With the unprecedented rise of flexible electronic technology, it is imperative to develop the matched flexible power supply systems. Magnesium ion battery (MIB), as a promising next-generation battery system, shows significant potential as a power source for flexible electronic devices. However, the research on flexible MIB remains in its infancy, and the exploration of novel and reliable flexible electrodes is crucial. Herein, a binder-free and flexible self-supporting electrode with bimetallic Bi–Sn nanoparticles anchored in carbon nanofiber (CNF@Bi-Sn) was fabricated via electrospinning method combined with subsequent calcinations, and applied to MIBs for the first time. The CNF@Bi-Sn simultaneously integrated the advantages of hierarchical porous carbon nanofiber framework, the homodisperse nanosized Bi-Sn particles, and the increased phase/grain boundaries, which were beneficial for improving the structural stability and facilitating Mg2+ diffusion kinetics.
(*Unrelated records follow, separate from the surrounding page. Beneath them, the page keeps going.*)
PR #337, opened 2026-09-22
refactor: tag operations by the resource they return

ppkarwasz:
Follow-up to #336, which grouped the paths and tags by resource and, in its second commit, retagged `/product/{uuid}/releases` as `TEA Product` so that every operation is tagged by its path prefix. This PR applies the other rule I suggested in the review there: tag every operation by the resource it returns, so that all operations sharing a tag return the same object type, the way the `CLE` endpoints already do.

Two changes, no path, parameter or payload touched:

- `/product/{uuid}/releases` and `/component/{uuid}/releases` are tagged `TEA Product Release` and `TEA Component Release`. They list releases, and a client looking for "how do I get the releases" finds them next to `/productReleases` and `/componentReleases`.
- A new `TEA Collection` tag, placed between `TEA Component Release` and `TEA Artifact` in the `tags` list, covers the six `/collection*` endpoints: `/productRelease/{uuid}/collections`, `/collection/latest`, `/collection/{collectionVersion}` and their component-release twins. Collections are their own object type with their own schema and pagination, and they no longer split across the two release tags.

The resulting tag membership:

| Tag | Operations |
|---|---|
| TEA Product | `/products`, `/product/{uuid}` |
| TEA Product Release | `/product/{uuid}/releases`, `/productReleases`, `/productRelease/{uuid}` |
| TEA Component | `/components`, `/component/{uuid}` |
| TEA Component Release | `/component/{uuid}/releases`, `/componentReleases`, `/componentRelease/{uuid}` |
| TEA Collection | the six `/collection*` endpoints |
| CLE | the four `/cle` endpoints |
| TEA Artifact, TEA Discovery, TEA Authentication | unchanged |

Impact on generated clients: a new `TeaCollectionApi` class receives the six collection operations, and the two release listings sit in `TeaProductReleaseApi` and `TeaComponentReleaseApi`. The wire contract is unchanged. Verified with openapi-generator 7.26.0: the spec validates and the Java webclient generates nine API classes.

The order of `paths` from #336 is kept as is, so the YAML still reads one block per path prefix while the tags group by return type. In the Ecma document the tags decide section membership, so the "TEA Product Release" section will open with the listing of a product's releases; I think that is the right place for it.


Mehrn0ush:
LGTM

taleodor (approved):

The CNF@Bi-Sn alloy anode demonstrated impressive performance with high initial specific capacity of 738mAh/g, exceptional rate capability and outstanding cycling stability of 150mAh/g at 40 mA g−1 after 100 cycles. Significantly, the quantitative kinetic analysis, ex-situ SEM, TEM and XRD were conducted to reveal the structural evolution during cycling and the magnesium storage mechanism based on reversible two-phase alloying/de-alloying transformation reactions. Furthermore, the full batteries were assembled, demonstrating its potential for practical applications. This protocol sheds light on exploring high-performance flexible self-supporting alloy anode for future flexible power systems.

Abstract Image

双金属铋锡纳米颗粒原位锚定在纳米碳纤维中作为先进镁离子电池的柔性自支撑阳极
随着柔性电子技术的空前发展,开发与之配套的柔性电源系统势在必行。镁离子电池(MIB)作为一种极具发展前景的下一代电池系统,在柔性电子设备的电源领域显示出巨大的潜力。然而,柔性电极的研究仍处于起步阶段,探索新颖可靠的柔性电极至关重要。本文采用静电纺丝结合后续煅烧的方法,制备了一种无粘结剂、柔性的双金属Bi-Sn纳米粒子锚定在纳米碳纤维(CNF@Bi-Sn)上的自支撑电极,并首次应用于纳米材料。CNF@Bi-Sn同时结合了分层多孔碳纳米纤维骨架、均匀分散的纳米Bi-Sn颗粒和增大的相/晶界等优点,有利于提高结构稳定性和促进Mg2+扩散动力学。CNF@Bi-Sn合金阳极表现出令人印象深刻的性能,具有738mAh/g的高初始比容量,卓越的倍率能力和出色的循环稳定性,在40 mA g−1循环100次后可达到150mAh/g。通过定量动力学分析、非原位SEM、TEM和XRD分析,揭示了循环过程中的结构演变以及基于可逆的两相合金化/脱合金化转变反应的镁储存机理。此外,还组装了完整的电池,展示了其实际应用的潜力。该协议为探索未来柔性电力系统的高性能柔性自支撑合金阳极提供了思路。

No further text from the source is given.